Leave every entry as it is and write the data out in full.

• **Supplied information**:
'''
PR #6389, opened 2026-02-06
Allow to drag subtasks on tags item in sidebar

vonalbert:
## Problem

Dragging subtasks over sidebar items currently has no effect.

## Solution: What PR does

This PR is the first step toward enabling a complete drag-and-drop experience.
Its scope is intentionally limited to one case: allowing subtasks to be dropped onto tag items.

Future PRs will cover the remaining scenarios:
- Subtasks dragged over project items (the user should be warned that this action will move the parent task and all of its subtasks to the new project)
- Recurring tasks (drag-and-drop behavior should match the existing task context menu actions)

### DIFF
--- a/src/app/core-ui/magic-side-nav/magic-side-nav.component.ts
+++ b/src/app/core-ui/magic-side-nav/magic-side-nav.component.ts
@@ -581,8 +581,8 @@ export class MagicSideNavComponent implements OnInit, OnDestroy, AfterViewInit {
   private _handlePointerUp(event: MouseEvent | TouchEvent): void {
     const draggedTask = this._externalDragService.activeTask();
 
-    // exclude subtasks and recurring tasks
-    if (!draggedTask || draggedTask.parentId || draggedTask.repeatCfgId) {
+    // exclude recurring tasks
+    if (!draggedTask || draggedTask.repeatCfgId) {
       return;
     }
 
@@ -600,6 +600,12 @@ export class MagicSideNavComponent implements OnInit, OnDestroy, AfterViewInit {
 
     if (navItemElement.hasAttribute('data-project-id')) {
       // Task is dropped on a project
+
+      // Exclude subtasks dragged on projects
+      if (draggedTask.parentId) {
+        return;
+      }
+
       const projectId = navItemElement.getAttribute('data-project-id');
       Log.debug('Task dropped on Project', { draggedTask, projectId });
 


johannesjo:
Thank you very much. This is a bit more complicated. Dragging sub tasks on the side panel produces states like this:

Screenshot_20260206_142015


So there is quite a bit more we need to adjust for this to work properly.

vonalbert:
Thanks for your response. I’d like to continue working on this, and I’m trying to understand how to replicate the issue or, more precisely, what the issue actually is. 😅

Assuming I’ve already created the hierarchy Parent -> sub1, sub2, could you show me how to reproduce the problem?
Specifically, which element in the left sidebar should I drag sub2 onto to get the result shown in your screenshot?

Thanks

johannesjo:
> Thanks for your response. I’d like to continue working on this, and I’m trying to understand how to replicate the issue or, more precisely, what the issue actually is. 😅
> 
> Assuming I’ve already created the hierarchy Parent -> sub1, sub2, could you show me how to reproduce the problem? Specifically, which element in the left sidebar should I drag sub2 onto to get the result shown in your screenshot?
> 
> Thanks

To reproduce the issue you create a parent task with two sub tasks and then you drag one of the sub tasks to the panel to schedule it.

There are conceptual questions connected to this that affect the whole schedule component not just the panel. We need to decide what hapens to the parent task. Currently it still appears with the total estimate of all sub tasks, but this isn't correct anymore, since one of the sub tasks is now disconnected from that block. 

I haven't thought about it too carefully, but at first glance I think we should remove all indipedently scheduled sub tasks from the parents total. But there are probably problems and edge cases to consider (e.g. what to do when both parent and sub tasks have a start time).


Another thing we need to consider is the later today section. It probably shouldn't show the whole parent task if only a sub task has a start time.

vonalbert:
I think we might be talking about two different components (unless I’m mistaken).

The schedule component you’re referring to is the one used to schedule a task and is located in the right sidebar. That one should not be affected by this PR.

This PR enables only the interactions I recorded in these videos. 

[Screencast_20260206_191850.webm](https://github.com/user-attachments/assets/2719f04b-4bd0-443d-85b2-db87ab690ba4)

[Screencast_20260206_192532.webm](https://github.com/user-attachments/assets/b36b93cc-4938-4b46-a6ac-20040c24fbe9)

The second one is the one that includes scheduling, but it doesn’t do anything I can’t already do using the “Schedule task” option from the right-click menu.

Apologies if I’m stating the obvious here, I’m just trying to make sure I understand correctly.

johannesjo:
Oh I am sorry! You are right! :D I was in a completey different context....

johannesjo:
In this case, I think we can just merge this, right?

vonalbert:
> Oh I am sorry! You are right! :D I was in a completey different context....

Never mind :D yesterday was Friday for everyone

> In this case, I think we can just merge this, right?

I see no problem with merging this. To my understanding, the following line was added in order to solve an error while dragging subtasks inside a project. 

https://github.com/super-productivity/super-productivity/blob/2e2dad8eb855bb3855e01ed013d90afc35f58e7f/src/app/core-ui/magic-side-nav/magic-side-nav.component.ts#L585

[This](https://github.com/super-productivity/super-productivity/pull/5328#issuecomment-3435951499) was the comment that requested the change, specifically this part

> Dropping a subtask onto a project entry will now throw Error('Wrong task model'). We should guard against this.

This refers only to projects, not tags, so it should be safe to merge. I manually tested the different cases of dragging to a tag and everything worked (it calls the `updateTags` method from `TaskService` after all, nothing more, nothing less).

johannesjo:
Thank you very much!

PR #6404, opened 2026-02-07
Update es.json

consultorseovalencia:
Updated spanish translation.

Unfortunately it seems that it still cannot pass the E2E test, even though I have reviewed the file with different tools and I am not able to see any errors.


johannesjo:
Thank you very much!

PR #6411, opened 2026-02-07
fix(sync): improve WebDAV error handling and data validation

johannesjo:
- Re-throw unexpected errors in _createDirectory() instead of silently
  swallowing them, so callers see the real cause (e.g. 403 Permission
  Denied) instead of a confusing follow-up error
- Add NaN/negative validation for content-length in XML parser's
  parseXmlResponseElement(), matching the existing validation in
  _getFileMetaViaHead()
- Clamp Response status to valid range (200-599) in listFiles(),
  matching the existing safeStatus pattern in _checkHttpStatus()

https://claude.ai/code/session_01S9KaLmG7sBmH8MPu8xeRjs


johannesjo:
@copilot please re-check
'''
• **Response to this exercise**:
PR #6389, opened 2026-02-06
Allow to drag subtasks on tags item in sidebar

vonalbert:
## Problem

Dragging subtasks over sidebar items currently has no effect.

## Solution: What PR does

This PR is the first step toward enabling a complete drag-and-drop experience.
Its scope is intentionally limited to one case: allowing subtasks to be dropped onto tag items.

Future PRs will cover the remaining scenarios:
- Subtasks dragged over project items (the user should be warned that this action will move the parent task and all of its subtasks to the new project)
- Recurring tasks (drag-and-drop behavior should match the existing task context menu actions)

### DIFF
--- a/src/app/core-ui/magic-side-nav/magic-side-nav.component.ts
+++ b/src/app/core-ui/magic-side-nav/magic-side-nav.component.ts
@@ -581,8 +581,8 @@ export class MagicSideNavComponent implements OnInit, OnDestroy, AfterViewInit {
   private _handlePointerUp(event: MouseEvent | TouchEvent): void {
     const draggedTask = this._externalDragService.activeTask();
 
-    // exclude subtasks and recurring tasks
-    if (!draggedTask || draggedTask.parentId || draggedTask.repeatCfgId) {
+    // exclude recurring tasks
+    if (!draggedTask || draggedTask.repeatCfgId) {
       return;
     }
 
@@ -600,6 +600,12 @@ export class MagicSideNavComponent implements OnInit, OnDestroy, AfterViewInit {
 
     if (navItemElement.hasAttribute('data-project-id')) {
       // Task is dropped on a project
+
+      // Exclude subtasks dragged on projects
+      if (draggedTask.parentId) {
+        return;
+      }
+
       const projectId = navItemElement.getAttribute('data-project-id');
       Log.debug('Task dropped on Project', { draggedTask, projectId });
 


johannesjo:
Thank you very much. This is a bit more complicated. Dragging sub tasks on the side panel produces states like this:

Screenshot_20260206_142015


So there is quite a bit more we need to adjust for this to work properly.

vonalbert:
Thanks for your response. I’d like to continue working on this, and I’m trying to understand how to replicate the issue or, more precisely, what the issue actually is. 😅

Assuming I’ve already created the hierarchy Parent -> sub1, sub2, could you show me how to reproduce the problem?
Specifically, which element in the left sidebar should I drag sub2 onto to get the result shown in your screenshot?

Thanks

johannesjo:
> Thanks for your response. I’d like to continue working on this, and I’m trying to understand how to replicate the issue or, more precisely, what the issue actually is. 😅
> 
> Assuming I’ve already created the hierarchy Parent -> sub1, sub2, could you show me how to reproduce the problem? Specifically, which element in the left sidebar should I drag sub2 onto to get the result shown in your screenshot?
> 
> Thanks

To reproduce the issue you create a parent task with two sub tasks and then you drag one of the sub tasks to the panel to schedule it.

There are conceptual questions connected to this that affect the whole schedule component not just the panel. We need to decide what hapens to the parent task. Currently it still appears with the total estimate of all sub tasks, but this isn't correct anymore, since one of the sub tasks is now disconnected from that block. 

I haven't thought about it too carefully, but at first glance I think we should remove all indipedently scheduled sub tasks from the parents total. But there are probably problems and edge cases to consider (e.g. what to do when both parent and sub tasks have a start time).


Another thing we need to consider is the later today section. It probably shouldn't show the whole parent task if only a sub task has a start time.

vonalbert:
I think we might be talking about two different components (unless I’m mistaken).

The schedule component you’re referring to is the one used to schedule a task and is located in the right sidebar. That one should not be affected by this PR.

This PR enables only the interactions I recorded in these videos. 

[Screencast_20260206_191850.webm](https://github.com/user-attachments/assets/2719f04b-4bd0-443d-85b2-db87ab690ba4)

[Screencast_20260206_192532.webm](https://github.com/user-attachments/assets/b36b93cc-4938-4b46-a6ac-20040c24fbe9)

The second one is the one that includes scheduling, but it doesn’t do anything I can’t already do using the “Schedule task” option from the right-click menu.

Apologies if I’m stating the obvious here, I’m just trying to make sure I understand correctly.

johannesjo:
Oh I am sorry! You are right! :D I was in a completey different context....

johannesjo:
In this case, I think we can just merge this, right?

vonalbert:
> Oh I am sorry! You are right! :D I was in a completey different context....

Never mind :D yesterday was Friday for everyone

> In this case, I think we can just merge this, right?

I see no problem with merging this. To my understanding, the following line was added in order to solve an error while dragging subtasks inside a project. 

https://github.com/super-productivity/super-productivity/blob/2e2dad8eb855bb3855e01ed013d90afc35f58e7f/src/app/core-ui/magic-side-nav/magic-side-nav.component.ts#L585

[This](https://github.com/super-productivity/super-productivity/pull/5328#issuecomment-3435951499) was the comment that requested the change, specifically this part

> Dropping a subtask onto a project entry will now throw Error('Wrong task model'). We should guard against this.

This refers only to projects, not tags, so it should be safe to merge. I manually tested the different cases of dragging to a tag and everything worked (it calls the `updateTags` method from `TaskService` after all, nothing more, nothing less).

johannesjo:
Thank you very much!

PR #6404, opened 2026-02-07
Update es.json

consultorseovalencia:
Updated spanish translation.

Unfortunately it seems that it still cannot pass the E2E test, even though I have reviewed the file with different tools and I am not able to see any errors.


johannesjo:
Thank you very much!

PR #6411, opened 2026-02-07
fix(sync): improve WebDAV error handling and data validation

johannesjo:
- Re-throw unexpected errors in _createDirectory() instead of silently
  swallowing them, so callers see the real cause (e.g. 403 Permission
  Denied) instead of a confusing follow-up error
- Add NaN/negative validation for content-length in XML parser's
  parseXmlResponseElement(), matching the existing validation in
  _getFileMetaViaHead()
- Clamp Response status to valid range (200-599) in listFiles(),
  matching the existing safeStatus pattern in _checkHttpStatus()

https://claude.ai/code/session_01S9KaLmG7sBmH8MPu8xeRjs


johannesjo:
@copilot please re-check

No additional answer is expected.